Produce as output only the lines below starting at the line with "a hover effect." and continuing through the line with "Yes, removed the", each one exactly as written.
"""
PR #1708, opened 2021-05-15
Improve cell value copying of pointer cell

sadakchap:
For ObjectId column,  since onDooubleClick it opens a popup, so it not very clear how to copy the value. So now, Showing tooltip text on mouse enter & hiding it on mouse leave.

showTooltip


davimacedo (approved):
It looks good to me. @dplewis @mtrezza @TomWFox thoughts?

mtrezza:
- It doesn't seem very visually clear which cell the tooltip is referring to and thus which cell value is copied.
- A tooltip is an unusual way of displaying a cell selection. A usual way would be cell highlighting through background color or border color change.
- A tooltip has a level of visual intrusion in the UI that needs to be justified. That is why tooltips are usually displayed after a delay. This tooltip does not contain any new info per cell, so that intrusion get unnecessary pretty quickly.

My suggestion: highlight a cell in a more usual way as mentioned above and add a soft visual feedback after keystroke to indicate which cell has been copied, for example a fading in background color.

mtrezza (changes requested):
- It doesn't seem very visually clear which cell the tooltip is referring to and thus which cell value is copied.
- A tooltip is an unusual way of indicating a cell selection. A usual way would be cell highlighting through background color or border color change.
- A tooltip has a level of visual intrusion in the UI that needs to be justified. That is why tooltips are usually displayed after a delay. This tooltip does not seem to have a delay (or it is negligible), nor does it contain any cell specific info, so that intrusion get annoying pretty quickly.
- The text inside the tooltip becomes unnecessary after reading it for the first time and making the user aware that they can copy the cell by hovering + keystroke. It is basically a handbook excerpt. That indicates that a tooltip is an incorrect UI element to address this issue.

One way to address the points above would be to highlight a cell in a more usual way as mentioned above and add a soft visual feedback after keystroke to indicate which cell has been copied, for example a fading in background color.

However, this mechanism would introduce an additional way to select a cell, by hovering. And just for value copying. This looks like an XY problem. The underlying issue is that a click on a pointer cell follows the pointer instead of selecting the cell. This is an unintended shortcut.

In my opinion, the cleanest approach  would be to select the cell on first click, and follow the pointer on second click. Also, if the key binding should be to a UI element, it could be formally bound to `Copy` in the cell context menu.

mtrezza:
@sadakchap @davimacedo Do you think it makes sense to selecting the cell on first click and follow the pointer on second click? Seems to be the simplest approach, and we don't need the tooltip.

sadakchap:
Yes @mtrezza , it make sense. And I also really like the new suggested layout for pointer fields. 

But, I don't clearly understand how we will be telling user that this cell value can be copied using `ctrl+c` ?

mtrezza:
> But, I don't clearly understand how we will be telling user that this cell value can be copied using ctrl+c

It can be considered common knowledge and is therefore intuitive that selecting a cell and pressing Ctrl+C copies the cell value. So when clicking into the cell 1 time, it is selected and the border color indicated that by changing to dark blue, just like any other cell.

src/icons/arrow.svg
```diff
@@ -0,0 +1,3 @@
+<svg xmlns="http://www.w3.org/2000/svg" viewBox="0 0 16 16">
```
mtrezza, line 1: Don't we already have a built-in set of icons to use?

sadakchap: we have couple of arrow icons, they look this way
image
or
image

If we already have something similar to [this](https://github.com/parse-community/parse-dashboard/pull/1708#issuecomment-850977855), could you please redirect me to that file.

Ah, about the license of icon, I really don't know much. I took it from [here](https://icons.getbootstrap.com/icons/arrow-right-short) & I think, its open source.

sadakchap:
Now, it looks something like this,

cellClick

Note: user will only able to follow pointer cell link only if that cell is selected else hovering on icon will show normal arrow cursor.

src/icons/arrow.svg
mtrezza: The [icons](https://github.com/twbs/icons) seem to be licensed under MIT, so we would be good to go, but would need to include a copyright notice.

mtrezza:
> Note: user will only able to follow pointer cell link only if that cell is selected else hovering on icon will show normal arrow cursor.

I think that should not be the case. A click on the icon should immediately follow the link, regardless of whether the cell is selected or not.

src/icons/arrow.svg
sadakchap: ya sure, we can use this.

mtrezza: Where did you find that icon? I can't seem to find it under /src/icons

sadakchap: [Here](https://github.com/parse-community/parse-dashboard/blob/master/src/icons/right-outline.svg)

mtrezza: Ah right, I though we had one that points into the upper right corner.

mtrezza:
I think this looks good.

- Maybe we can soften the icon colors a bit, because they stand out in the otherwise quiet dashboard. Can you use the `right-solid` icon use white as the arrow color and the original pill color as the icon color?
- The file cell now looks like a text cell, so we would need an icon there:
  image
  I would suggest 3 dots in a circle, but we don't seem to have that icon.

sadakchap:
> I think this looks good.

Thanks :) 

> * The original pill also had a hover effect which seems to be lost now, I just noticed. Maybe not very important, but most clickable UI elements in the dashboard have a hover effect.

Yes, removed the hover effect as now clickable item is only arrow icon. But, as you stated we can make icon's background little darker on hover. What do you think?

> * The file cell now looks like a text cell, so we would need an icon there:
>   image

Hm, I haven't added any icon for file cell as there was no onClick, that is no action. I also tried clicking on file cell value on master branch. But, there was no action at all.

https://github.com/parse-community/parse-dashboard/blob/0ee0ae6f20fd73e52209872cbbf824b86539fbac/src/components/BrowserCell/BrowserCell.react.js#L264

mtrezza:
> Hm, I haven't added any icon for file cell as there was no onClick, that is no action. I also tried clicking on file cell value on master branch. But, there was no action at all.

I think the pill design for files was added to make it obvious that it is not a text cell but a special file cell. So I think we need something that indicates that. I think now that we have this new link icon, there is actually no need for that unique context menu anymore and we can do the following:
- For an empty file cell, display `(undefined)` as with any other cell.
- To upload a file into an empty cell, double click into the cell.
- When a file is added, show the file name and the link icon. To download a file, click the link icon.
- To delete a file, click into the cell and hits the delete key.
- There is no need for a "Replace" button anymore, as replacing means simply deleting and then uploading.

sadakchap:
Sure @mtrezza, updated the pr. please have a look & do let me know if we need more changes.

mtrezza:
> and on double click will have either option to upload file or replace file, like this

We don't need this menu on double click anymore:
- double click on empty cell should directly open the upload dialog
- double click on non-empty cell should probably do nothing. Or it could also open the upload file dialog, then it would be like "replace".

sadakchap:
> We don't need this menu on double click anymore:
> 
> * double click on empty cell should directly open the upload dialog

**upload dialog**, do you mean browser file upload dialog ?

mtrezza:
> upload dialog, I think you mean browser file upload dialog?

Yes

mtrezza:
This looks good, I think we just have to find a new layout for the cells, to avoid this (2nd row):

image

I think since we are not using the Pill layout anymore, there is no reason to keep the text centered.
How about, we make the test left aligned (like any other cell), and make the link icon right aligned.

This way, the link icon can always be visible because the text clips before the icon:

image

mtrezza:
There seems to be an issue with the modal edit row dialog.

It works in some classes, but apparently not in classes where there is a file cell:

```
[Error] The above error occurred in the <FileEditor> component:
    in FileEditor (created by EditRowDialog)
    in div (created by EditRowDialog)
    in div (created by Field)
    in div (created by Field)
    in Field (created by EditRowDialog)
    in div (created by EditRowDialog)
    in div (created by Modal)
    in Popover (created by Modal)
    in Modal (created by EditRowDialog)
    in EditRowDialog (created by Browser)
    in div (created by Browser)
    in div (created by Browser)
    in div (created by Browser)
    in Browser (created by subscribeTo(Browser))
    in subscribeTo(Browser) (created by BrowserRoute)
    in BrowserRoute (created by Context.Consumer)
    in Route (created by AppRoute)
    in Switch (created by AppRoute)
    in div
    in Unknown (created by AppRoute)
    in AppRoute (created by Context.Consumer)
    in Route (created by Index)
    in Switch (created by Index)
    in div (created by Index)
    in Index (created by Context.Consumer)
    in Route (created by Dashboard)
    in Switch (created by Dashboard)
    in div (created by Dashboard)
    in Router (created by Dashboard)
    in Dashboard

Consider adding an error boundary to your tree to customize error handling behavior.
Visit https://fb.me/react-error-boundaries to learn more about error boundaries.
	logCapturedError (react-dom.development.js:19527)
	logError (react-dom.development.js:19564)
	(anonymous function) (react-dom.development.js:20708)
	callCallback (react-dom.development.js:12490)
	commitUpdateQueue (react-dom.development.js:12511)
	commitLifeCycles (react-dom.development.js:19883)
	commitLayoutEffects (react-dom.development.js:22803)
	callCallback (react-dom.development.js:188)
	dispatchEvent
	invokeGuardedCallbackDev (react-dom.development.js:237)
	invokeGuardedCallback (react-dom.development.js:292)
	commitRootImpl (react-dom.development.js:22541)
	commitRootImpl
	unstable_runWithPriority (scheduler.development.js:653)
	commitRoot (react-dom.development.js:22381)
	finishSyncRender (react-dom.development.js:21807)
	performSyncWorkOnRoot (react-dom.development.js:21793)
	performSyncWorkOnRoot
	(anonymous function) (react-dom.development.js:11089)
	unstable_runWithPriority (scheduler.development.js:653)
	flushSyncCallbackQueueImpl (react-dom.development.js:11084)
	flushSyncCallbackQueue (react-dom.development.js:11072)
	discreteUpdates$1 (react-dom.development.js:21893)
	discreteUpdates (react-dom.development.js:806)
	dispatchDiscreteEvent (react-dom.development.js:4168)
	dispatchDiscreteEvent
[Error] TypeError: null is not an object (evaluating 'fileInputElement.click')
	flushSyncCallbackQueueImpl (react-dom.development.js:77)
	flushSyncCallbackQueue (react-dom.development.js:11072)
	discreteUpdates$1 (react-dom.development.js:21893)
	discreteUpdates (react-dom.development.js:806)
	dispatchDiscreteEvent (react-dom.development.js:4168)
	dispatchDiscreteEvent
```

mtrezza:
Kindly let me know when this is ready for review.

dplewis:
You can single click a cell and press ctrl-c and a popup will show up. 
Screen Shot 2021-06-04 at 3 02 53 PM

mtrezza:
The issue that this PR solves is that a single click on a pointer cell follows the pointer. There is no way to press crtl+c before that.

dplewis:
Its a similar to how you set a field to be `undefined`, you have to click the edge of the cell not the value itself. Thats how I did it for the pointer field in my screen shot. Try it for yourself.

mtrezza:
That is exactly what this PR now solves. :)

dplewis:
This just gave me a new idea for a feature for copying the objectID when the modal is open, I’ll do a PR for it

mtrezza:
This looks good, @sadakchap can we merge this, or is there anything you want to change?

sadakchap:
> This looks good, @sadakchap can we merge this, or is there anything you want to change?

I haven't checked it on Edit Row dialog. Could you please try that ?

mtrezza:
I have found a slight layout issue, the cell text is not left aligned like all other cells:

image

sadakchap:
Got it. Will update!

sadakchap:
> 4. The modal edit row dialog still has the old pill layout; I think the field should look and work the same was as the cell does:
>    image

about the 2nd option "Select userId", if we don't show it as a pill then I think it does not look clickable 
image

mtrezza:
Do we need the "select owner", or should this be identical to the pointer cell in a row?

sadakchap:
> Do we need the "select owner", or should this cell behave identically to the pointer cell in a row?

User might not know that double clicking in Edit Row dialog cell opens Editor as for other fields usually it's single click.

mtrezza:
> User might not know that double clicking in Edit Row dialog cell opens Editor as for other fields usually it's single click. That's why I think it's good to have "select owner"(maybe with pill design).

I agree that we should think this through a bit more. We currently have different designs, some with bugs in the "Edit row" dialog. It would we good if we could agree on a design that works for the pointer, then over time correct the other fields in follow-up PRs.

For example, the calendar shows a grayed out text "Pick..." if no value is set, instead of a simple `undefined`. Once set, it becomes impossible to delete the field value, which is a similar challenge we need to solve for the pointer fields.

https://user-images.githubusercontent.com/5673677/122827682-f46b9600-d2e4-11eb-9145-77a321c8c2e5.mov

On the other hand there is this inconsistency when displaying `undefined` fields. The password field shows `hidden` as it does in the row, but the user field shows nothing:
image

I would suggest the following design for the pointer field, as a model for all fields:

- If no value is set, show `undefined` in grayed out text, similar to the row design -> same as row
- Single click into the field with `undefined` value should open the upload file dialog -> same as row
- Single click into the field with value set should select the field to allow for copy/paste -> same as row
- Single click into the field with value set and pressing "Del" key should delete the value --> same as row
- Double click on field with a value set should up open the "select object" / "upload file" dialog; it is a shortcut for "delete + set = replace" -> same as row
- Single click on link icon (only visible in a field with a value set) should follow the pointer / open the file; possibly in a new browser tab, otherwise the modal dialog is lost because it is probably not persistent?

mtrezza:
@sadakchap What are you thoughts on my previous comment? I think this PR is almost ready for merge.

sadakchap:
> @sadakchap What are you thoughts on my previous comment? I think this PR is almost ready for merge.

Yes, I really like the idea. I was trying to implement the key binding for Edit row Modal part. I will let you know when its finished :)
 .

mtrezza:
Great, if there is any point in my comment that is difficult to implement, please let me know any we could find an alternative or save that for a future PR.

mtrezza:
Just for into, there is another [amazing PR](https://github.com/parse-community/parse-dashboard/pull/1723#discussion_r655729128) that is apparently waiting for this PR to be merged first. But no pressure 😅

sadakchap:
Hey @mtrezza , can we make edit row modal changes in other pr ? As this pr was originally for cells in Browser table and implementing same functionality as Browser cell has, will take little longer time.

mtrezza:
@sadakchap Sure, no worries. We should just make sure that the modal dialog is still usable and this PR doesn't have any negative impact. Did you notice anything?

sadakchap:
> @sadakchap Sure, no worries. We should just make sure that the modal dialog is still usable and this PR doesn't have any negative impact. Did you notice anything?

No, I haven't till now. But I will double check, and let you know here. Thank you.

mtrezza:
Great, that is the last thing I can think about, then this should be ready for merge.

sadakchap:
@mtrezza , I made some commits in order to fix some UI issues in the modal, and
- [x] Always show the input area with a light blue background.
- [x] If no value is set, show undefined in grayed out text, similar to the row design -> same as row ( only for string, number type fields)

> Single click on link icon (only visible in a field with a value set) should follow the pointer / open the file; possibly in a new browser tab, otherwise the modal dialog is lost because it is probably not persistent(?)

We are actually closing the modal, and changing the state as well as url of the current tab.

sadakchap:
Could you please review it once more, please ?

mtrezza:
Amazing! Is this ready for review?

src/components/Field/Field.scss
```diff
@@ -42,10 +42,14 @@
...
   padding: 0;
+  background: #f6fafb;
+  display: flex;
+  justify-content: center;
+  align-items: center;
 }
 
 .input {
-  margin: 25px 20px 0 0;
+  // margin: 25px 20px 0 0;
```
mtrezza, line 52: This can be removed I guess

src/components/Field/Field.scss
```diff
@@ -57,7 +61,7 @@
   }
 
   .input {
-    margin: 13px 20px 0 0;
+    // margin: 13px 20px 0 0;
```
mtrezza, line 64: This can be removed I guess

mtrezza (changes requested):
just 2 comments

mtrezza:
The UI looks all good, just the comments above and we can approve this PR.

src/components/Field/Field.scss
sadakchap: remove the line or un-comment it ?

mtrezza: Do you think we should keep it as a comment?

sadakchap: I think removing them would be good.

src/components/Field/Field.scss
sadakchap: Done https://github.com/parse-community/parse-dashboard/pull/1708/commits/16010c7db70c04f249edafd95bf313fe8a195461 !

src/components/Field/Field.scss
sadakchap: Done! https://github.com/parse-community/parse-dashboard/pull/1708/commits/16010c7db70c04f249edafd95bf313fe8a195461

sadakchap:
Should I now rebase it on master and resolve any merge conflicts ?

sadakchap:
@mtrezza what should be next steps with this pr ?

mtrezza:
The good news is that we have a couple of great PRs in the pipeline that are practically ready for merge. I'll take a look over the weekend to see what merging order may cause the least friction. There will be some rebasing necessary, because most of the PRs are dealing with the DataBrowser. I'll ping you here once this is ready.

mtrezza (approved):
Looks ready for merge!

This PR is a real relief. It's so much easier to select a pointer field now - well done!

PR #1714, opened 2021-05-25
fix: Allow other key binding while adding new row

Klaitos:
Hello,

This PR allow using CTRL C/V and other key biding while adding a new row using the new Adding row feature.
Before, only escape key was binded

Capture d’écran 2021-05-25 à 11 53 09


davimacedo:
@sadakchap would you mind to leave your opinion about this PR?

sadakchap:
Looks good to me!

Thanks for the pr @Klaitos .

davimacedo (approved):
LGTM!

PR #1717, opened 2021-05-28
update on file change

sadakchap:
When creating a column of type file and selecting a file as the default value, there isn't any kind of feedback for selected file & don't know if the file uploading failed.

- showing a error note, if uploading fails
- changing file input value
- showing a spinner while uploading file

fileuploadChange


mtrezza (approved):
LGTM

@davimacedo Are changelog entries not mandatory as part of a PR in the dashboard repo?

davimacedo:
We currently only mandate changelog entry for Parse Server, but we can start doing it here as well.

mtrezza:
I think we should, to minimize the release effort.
"""
→ Task response
> * The original pill also had a hover effect which seems to be lost now, I just noticed. Maybe not very important, but most clickable UI elements in the dashboard have a hover effect.

Yes, removed the hover effect as now clickable item is only arrow icon. But, as you stated we can make icon's background little darker on hover. What do you think?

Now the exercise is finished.